Подстрочник. Жизнь Лилианны Лунгиной, рассказанная ею в фильме Олега Дормана - стр. 7
Вы вчера сами сослались на самоубийц, которые подтверждают Ваше положение, что так жить очень тяжело, почти невозможно.
А от каких бы причин человек ни уходил из жизни, – в момент самоубийства он несомненно глубоко одинок[2].
У них с папой уже была большая любовь, как я понимаю.
И тут началась Первая мировая война, папа пошел воевать, что называлось, «вольноопределяющимся», – на самом деле это была обязательная служба, его призвали. И попал в немецкий плен. Почти четыре года сидел в немецком плену, поэтому потом очень хорошо говорил по-немецки.
У меня есть открытки, которые он писал из плена.
А мама во время войны организовала детский сад для еврейских детей, чьи отцы были мобилизованы. Первый еврейский детский сад, «пятидневку», то есть там дети жили, спали, их разбирали только на выходной день. В дневниках она с необычайной любовью пишет об этих мальчиках и девочках, о том, как трудно их было заполучить, как матери, нищие, голодные, тем не менее боялись отдавать детей, как она их уговаривала, и описывает историю сада день за днем, о каждом ребенке что-то пишет. Это трогательно, я почти не могла читать без слез, потому что о каких-то совершенно для меня поначалу абстрактных Мойшах и Юдифях мама писала с такой любовью: вот он сегодня в первый раз правильно сказал такое-то слово, а Юдифь в первый раз вылепила ослика. Все это фиксировалось, все это маме казалось необычайно важным, полным содержания, и тем самым работа в детском саду (она нашла себе еще двух помощниц) выглядела исключительно поэтичным занятием. Как будто бы она из них выращивала редкостные цветы. Каждый был экземпляр сам по себе, каждого поливали особой водой в особом режиме, и вот постепенно, по мере того как я читала дневник, эти дети расцветали: кто умел петь, кто умел танцевать потом, кто умел лепить или читать стихи. Совершенно забитые, задавленные, они превращались в маленькие растеньица, любовно выхоженные.

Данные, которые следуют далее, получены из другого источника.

PR #3089, opened 2026-09-07
Reduce log level to DEBUG for skipping columns in hdf5 reader/writer

maxnoe:
We now have a lot of optional columns in several stages that we intentionally skip writing/reading if they are not present.

Thus, the log level of WARNING is not appropriate, these are entirely expected messages in most cases.


kosack:
Sounds reasonable to me

kosack (approved):

PR #3092, opened 2026-09-08
Make time_tolerance of HDF5MonitoringSource configurable, set default to 1s

maxnoe:
Fixes case where `HDF5MonitoringSource` rejects the expected case of a physics event arriving before the first calibration event

PR #3094, opened 2026-09-08
Validity time range for camera calibration based on pointing timestamps

Voutsi:
An alternative approach to https://github.com/cta-observatory/ctapipe/pull/3092/changes that is based on the assumption that telescope pointing monitoring data should cover the whole OB.


maxnoe:
I really don't want to conflate camera calibrations with pointing data.

This is not ok, these are completely independent.

At the very least, this logic should not be in the code _reading_ the calibration coefficients but the file should be written with correct validity range.

Using the timestamp of the first calibration event is certainly not correct.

И конечно, я была этим пленена. Я увидела, когда стала читать дневник, маму в другом свете. Не в бытовом – не ту маму, которая спрашивает, когда я приду домой, завязала ли я шарф или съела ли я котлету… Вообще мама каждодневно хозяйничала плохо, мама умела только праздники устраивать. Вот накрыть на стол для праздника, что-то приготовить необычайное, написать обязательно меню в стихах – это сколько угодно. Будни ее не интересовали. Она была человеком какой-то… праздничной жизни.

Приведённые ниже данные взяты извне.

PR #3095, opened 2026-09-09
Fill broken pixels from pixel_status in HDF5EventSource

maxnoe:
Test demonstrating #3088

### DIFF
--- a/src/ctapipe/io/hdf5eventsource.py
+++ b/src/ctapipe/io/hdf5eventsource.py
@@ -11,6 +11,7 @@ from astropy.utils.decorators import lazyproperty
 from ..atmosphere import AtmosphereDensityProfile
 from ..containers import (
     ArrayEventContainer,
+    CameraCalibrationContainer,
     CameraHillasParametersContainer,
     CameraTimingParametersContainer,
     ConcentrationContainer,
@@ -30,6 +31,7 @@ from ..containers import (
     ObservationBlockContainer,
     ParticleClassificationContainer,
     PeakTimeStatisticsContainer,
+    PixelStatus,
     R1CameraContainer,
     ReconstructedEnergyContainer,
     ReconstructedGeometryContainer,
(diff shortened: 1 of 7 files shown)


src/ctapipe/io/hdf5eventsource.py
```diff
@@ -938,15 +940,21 @@ def _fill_r1_for_tel(self, data, tel_id, key, waveform_readers):
...
             )
-            data.r1.tel[tel_id].waveform = r1_waveform[np.newaxis, ...]
+            r1.waveform = r1.waveform[np.newaxis, ...]
+
+        data.r1.tel[tel_id] = r1
+        # fill calibration outlier_mask initially from pixel status
+        disabled_pixels = PixelStatus.get_channel_info(r1.pixel_status) == 0
+        data.monitoring.tel[tel_id].camera.coefficients = CameraCalibrationContainer(
+            outlier_mask=disabled_pixels,
+        )
```
Hckjs, line 968: From the Field docstring of `outlier_mask` it should have shape (n_channels, n_pixels), but its now just one-dimensional (n_pixels,). Maybe also check shapes in the unit test

maxnoe: good catch, thanks. Wonder why it works then with the test...

Hckjs: the `n_dim` is not set for the `outlier_mask`-Field, its also missing from `time_shift`. Maybe we should add that? But i think the test would still fail, because the container is not validated/written afterwards?

maxnoe: Test just iterated through the source and did not call `CameraCalibrator`, updating the test now.

maxnoe:
> the n_dim is not set for the outlier_mask-

Added ndim and dtype for these

src/ctapipe/io/hdf5eventsource.py
```diff
@@ -938,15 +940,34 @@ def _fill_r1_for_tel(self, data, tel_id, key, waveform_readers):
...
+        data.r1.tel[tel_id] = r1
+        # fill calibration outlier_mask initially from pixel status
+
+        n_channels = self.subarray.tel[tel_id].camera.readout.n_channels
+        disabled_pixels = np.zeros((n_channels, len(r1.pixel_status)), dtype=bool)
+
+        if n_channels == 2:
+            disabled_pixels[0] = (
+                r1.pixel_status & PixelStatus.HIGH_GAIN_STORED
+            ).astype(bool)
```
Hckjs: == 0, instead of .astype(bool)?  same below. Otherwise its always true except when the pixel is disabled (==0)

Hckjs: Or do we need to check both gain bits? the mask should just be true (for each channel) if the pixel is neither as High nor as low gain stored, right?

maxnoe: I think in the case where only one channel is broken, we expect this to be reflected here. I.e. in this case `outlier_mask[0] != outlier_mask[1]`

Hckjs: But then we still need to invert 
```
(r1.pixel_status & PixelStatus.HIGH_GAIN_STORED).astype(bool)
```
because this way its true, when the pixel is stored in highgain, dont we?

maxnoe: yes, correcto

maxnoe: fixed

kosack (dismissed):

Hckjs (dismissed):

maxnoe:
I needed to adjust one test that was abusing the container definition by putting multiple calibration coefficient sets for multiple times into the same container.

kosack (approved):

Папа вернулся из плена, как и все, к концу войны, в девятнадцатом году. Видимо, тут они окончательно соединили свои жизни. И так как папа успел вступить в какую-то еврейскую рабочую партию, не Бунд, а другую, которая в семнадцатом году, когда коммунисты пришли к власти, слилась с компартией, то он оказался членом партии большевиков. И получил сразу первое назначение – заведующим гороно в город Смоленск. Куда папа с мамой и переехали, там им дали комнату – келью в Смоленском монастыре, превращенном в общежитие для командированных, – где шестнадцатого июня тысяча девятьсот двадцатого года я и родилась.